Sheriff Bolanos accuses ABC7 of spinning the facts, saying the Batmobile probe was launched not due to his friendship with Anagnostou, but because “I believed that it was likely that one of our residents was a victim of a felony crime.”
“I make no apology for that decision,” Bolanos said in a statement last month.
Bolanos says multiple law enforcement agencies, prosecutors and judicial officers reviewed and approved of the investigation.
His attorney, James R. Touchstone of Jones Mayer Law, said the Board’s decision to hire an independent investigator likely violates California law forbidding the elected Board from obstructing the investigative function of the sheriff and the investigation and prosecutorial functions of the district attorney.
“The Board’s ‘investigation’ appears to be designed to chill the Sheriff’s and the District Attorney’s authority to investigate and prosecute crimes, respectively,” Touchstone stated in a letter to County Attorney John Nibbelin on Sept. 1.

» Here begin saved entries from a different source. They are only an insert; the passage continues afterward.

PR #9398, opened 2024-11-06
Skip keyword-only params with invalid names in signature help

debonte:
Updates the signature help provider to handle the scenarios mentioned in https://github.com/microsoft/pyright/issues/9386. Signature help should not suggest to the user that they can use a kwarg to initialize the value of a dataclass field with an alias that is not a valid identifier.

I think showing position-only parameters with invalid names is fine. And position-or-keyword parameters are also ok to show given that the completion provider was already updated to not suggest these param names.


packages/pyright-internal/src/languageService/signatureHelpProvider.ts
```diff
@@ -245,21 +249,29 @@ export class SignatureHelpProvider {
                 paramName = params[params.length - 1].name || '';
             }
 
-            parameters.push({
-                startOffset: label.length,
-                endOffset: label.length + paramString.length,
-                text: paramString,
-            });
+            const isKeywordOnly =
```
erictraut, line 252: I don't think this code works for a number of edge cases. It's mixing actual parameters (those that are in the `FunctionType.shared.parameters` array) with virtual parameters (those that are returned by `getParamListDetails`). I can say from personal experience that these should never be intermixed. The indexes of the actual parameters are not the same as the indexes of the virtual parameters. The `getParamListDetails` function does things like remove `/` and `*` separators, expand unpacked tuples for `*args`, and expand unpacked TypedDicts for `**kwargs`. So the list of virtual parameters can be quite different from the list of actual parameters. Prior to this PR, this function focused completely on actual parameters, so it was internally consistent. With this proposed change, there are cases that won't be handled correctly.

As a potential fix, you could call `getParamListDetails` and then search the list of virtual parameters for one whose "kind" is keyword-only and whose name matches that of the actual parameter. That way, you won't be depending on the indexes of the two lists being the same.

debonte: Thanks for catching that. Does this look right now?

packages/pyright-internal/src/languageService/signatureHelpProvider.ts
```diff
@@ -245,21 +249,28 @@ export class SignatureHelpProvider {
...
+                paramListDetails.params.find((param) => param.param.name === paramName)?.kind === ParamKind.Keyword;
```
erictraut, line 253: This check isn't quite correct. The problem is that this code finds only the first parameter with a matching name. Usually parameter names must be unique, but there are cases where you can have multiple parameters with the same name, and they can have different "kinds". I think this check would therefore be more robust: `paramListDetails.params.some(param => param.param.name === paramName && param.kind === ParamKind.Keyword).

erictraut (approved):

PR #9463, opened 2024-11-14
Dynamically import smol-toml package

heejaechang:
`module` change in `tsconfig.json` in https://github.com/microsoft/pyright/commit/6be5f8cfb989d0c77c313a1fd1a0286cc1b26c1e#diff-ac3a7b49798141e77c54e96bca892a082469cc83bb335322b35c01e020b060c8R1142 is causing issues in pylance due to it supporting multiple environments such as webpack, ts-node, browser and etc.

this is another approach to use `smol-toml`. confirmed it works as expected with webpack, ts-node and etc.


erictraut (changes requested):
This change appears to break pyright. Refer to the mypy_primer output. All of the projects that use pyproject.toml are reporting errors now.

heejaechang:
@erictraut can you take a look again?

packages/pyright-internal/src/common/shared.ts
```diff
@@ -0,0 +1,19 @@
+/*
+ * shared.ts
```
erictraut, line 2: Hmm, this isn't a very good name for a module. It's already located in a "common" directory, which implies that it's shared. The file name should describe what it does. Consider choosing a better name.

erictraut (approved):
Looks OK, but it would be better if the "shared.ts" file had a more appropriate and descriptive name.

packages/pyright-internal/src/common/shared.ts
heejaechang: any suggestion? how about `sharedSetup.ts` ?

erictraut: How about `asyncInitialization.ts`?

PR #9502, opened 2024-11-24
Update "mypy comparison" documentation based on recent improvements in mypy

kveretennicov:
It now uses union over join in more situations. See https://mypy-play.net/?mypy=latest&python=3.13&gist=c8e017a31980f3c4fc6fc66ed2331da9


erictraut:
Thanks for the contribution.

PR #9543, opened 2024-12-04
Pull Pylance with Pyright 1.1.390

bschnurr:


rohith-coder-45:
the modules from pylance is not working even though the required module is downloaded

packages/pyright-internal/src/common/tomlUtils.ts
```diff
@@ -19,7 +19,9 @@ type TomlPrimitive =
 // maintain existing module resolution to support multiple environments.
 let TOML: any;
 const loadTomlModule = (async () => {
-    TOML = await import('smol-toml');
+    // Use a magic comment to prevent webpack from creating an extra chunk for the dynamic import by default.
+    // An extra chunk will still be created if explicitly configured in the webpack config.
+    TOML = await import(/* webpackMode: "eager" */ 'smol-toml');
```
jamierpond, line 24: This phrasing is slightly confusing, it could almost be read like it's an instruction and not the addition that you've made when viewed outside the scope of this PR?

Maybe explain more about why the comment works, since that does seem magic or like it shouldn't work lol, maybe a link to the associated documentation?

prasanna143304:
every thing was fine

Issue #4706, opened 2023-02-28
Regression with default match pattern for Never type on 1.1.196


bellini666:
Take this simple example with `reportUnnecessaryComparison` set to `warning`

```python
from typing import assert_never

def get_foo() -> int | str:
    ...

foo = get_foo()

match foo:
    case int():
        ...
    case str():
        ...
    case _:  # Pattern will never be matched for subject type "Never" (reportUnnecessaryComparison)
        assert_never(foo)
```

This was working fine on previous versions.

erictraut:
This is working as designed. It's a new feature introduced in 1.1.296. The `reportUnnecessaryComparison` diagnostic check now applies to unnecessary `case` statements that will never be matched. In your code sample, the `case _:` is completely unnecessary because it will never be hit. There's also no need to use `assert_never` with match statements if you use `reportMatchNotExhaustive`. 

If you don't like this behavior, you can disable `reportUnnecessaryComparison`.

bellini666:
I understand and like the `reportUnnecessaryComparison` diagnostic for `case` statements that will never be matched (e.g. in the example code, if I had a `case float()` or `case anything` it would be useful).

But I don't think it should apply to `case _`, as it prevents that kind of defensive code. In that specific example, if `get_foo` happens to return something that is not an `int` or `str`, it would be nice to get a runtime error (before it existed I used to `raise AssertionError` at that line)

For `1.1.296` my only options are:

1) To disable `reportUnnecessaryComparison`, which I don't want to do because it provides me a lot of benefits that I don't want to lose
2) Add `type: ignore` on all those `case _` lines, which is acceptable but really annoying
3) Rely on `reportMatchNotExhaustive`, but I would also have to add a `if not isinstance(foo, (int, str))` before or after the `match` if I want to ensure the type at runtime, which would also raise another issue for `reportUnnecessaryIsInstance`

erictraut:
The `reportUnnecessaryComparison` assumes that static types are correct and accurately reflect the runtime types. If you don't want to make that assumption and feel the need to add additional defensive runtime checks, then it probably makes sense to disable `reportUnnecessaryComparison` globally in your code.

bellini666:
> If you don't want to make that assumption and feel the need to add additional defensive runtime checks

For my own code I have almost all reports enabled and do my best to avoid having to rely on `type: ignore` specifically to be able to have that assumption.

[...]

PR #9582, opened 2024-12-13
Added exemption to the `reportUnnecessaryComparison` rule for simple …

erictraut:
…wildcard patterns in a `case` clause. This addresses #4706.


alfapppro (commented):
revisar cambios

PR #9666, opened 2025-01-07
pylance-jan7

bschnurr:
- updated test harness to check open files are parsed and bound
- updated packages


.gitrepo
```diff
@@ -0,0 +1,12 @@
+; DO NOT EDIT (unless you know what you are doing)
```
rchiodo, line 1: This seems weird? Why did this end up in the root folder?

bschnurr: hmm. i'll revert

Issue #9405, opened 2024-11-07
False Liskov negative in generic subclass with different type variable


LeeeeT:
```python
class Map[T]:
    def map(self, x: T) -> T:
        return x

class Sub[T](Map[T]):
    def map[U: str](self, x: U) -> U:
        x.lower()
        return x

def f(v: Map[int]):
    v.map(1)

f(Sub[int]())
```

This code type checks but crashes at run time because pyright doesn't perform bound check for `U` in this case.

Related to #9347.

erictraut:
This is addressed in pyright 1.1.392.

Issue #9417, opened 2024-11-07
Pyright doesn't allow overriding methods with polymorphic functions


LeeeeT:
```python
class A:
    def f(self, v: str) -> str: ...

class B(A):
    def f[T](self, v: T) -> T: ...  # "object*" is not assignable to "str"
```

The above is expected to pass type checking. Pyright allows assigning `(T@f) -> T@f` to `(str) -> str`, so there should be no problems with these functions being methods.

Related to https://github.com/microsoft/pyright/issues/9347.

erictraut:
This is addressed in pyright 1.1.389

PR #9707, opened 2025-01-14
Fixed bug that results in an "incompatible method override" false neg…

erictraut:
…ative when overriding a method that uses class-scoped type parameters with a method that uses method-scoped type parameters. This addresses #9405.

### DIFF
--- a/packages/pyright-internal/src/tests/samples/methodOverride1.py
+++ b/packages/pyright-internal/src/tests/samples/methodOverride1.py
@@ -521,6 +521,7 @@ class Base7(Generic[T]):
 
 
 class Derived7_1(Base7[T]):
+    # This should generate an error.
     def method1(self, x: S) -> S:
         return x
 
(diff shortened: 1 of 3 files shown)


packages/pyright-internal/src/tests/samples/methodOverride1.py
```diff
@@ -521,10 +521,20 @@ def method1(self, x: T) -> T:
 
 
 class Derived7_1(Base7[T]):
+    # This should generate an error.
```
LeeeeT, line 524: Could you please explain why this should generate an error?

erictraut: Consider the following:

```python
d = Derived7_1[int]()
d.method1("")

def func(b: Base7[int]):
    b.method1(1)

func(d)
```

For an instance of `Derived7_1[int]`, the specialized type of the base class method is `(int) -> int`, and the specialized type of the derived class method is `(str) -> str`. It's a Liskov violation.

LeeeeT: `Derived7_1.method1` extends `Base7.method1` by making it polymorphic. `(S@method1) -> S@method1` is a super type of `(T) -> T` for any concrete `T` that comes from the generic specialization, isn't it? I don't know what the intended behavior is, but it feels inconsistent with what was implemented in https://github.com/microsoft/pyright/issues/9417. That's why I decided to point that out.

PR #9715, opened 2025-01-15
Pull Pylance with Pyright 1.1.392

bschnurr:


heejaechang:
diff from mypy primer doesn't look like due to this change.

rchiodo (approved):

According to Bolanos, Anagnostou first reported the alleged “theft by false pretense” of a replica Batmobile to Atherton police, which prepared a short report and submitted it to the San Mateo County District Attorney’s Office, which declined to prosecute. Anagnostou contacted Bolanos, who assigned the case to the Sheriff’s Vehicle Theft Task Force. The investigation by Lt. Mike Leishman led to a San Mateo County judge approving requests for search warrants and a County deputy district attorney to decide to request an arrest warrant for the suspect, identified as Mark Racop, on two felony charges of “Obtaining Money, Labor and Property by False Pretenses” and “Diversion of Construction Funds.”
Four members of the San Mateo County VTTF traveled to Casa County, Indiana to execute the warrants. Bolanos said an affidavit requesting the execution of a search warrant for Racop’s business was additionally reviewed and approved by a Casa County prosecutor and judge. Prior to executing the warrants, the VTTF team called Racop and asked him to meet at his business. He was cooperative and no force was used, Bolanos said. Two file folders related to the investigation were seized, the Sheriff said, adding that Racop was released upon his promise to appear in San Mateo County for arraignment. The criminal prosecution of the case is pending.
“At any time during this investigation the DA’s Office could have informed us that we did not have enough evidence to proceed and that would have ended the investigation,” said Bolanos. “Had judges not issued the search or arrest warrants, we would have never served them. To further validate the decisions made by prosecutors and judges in San Mateo County, a prosecutor and judge in Indiana also agreed that probable cause existed for a search of Mr. Racop’s business.”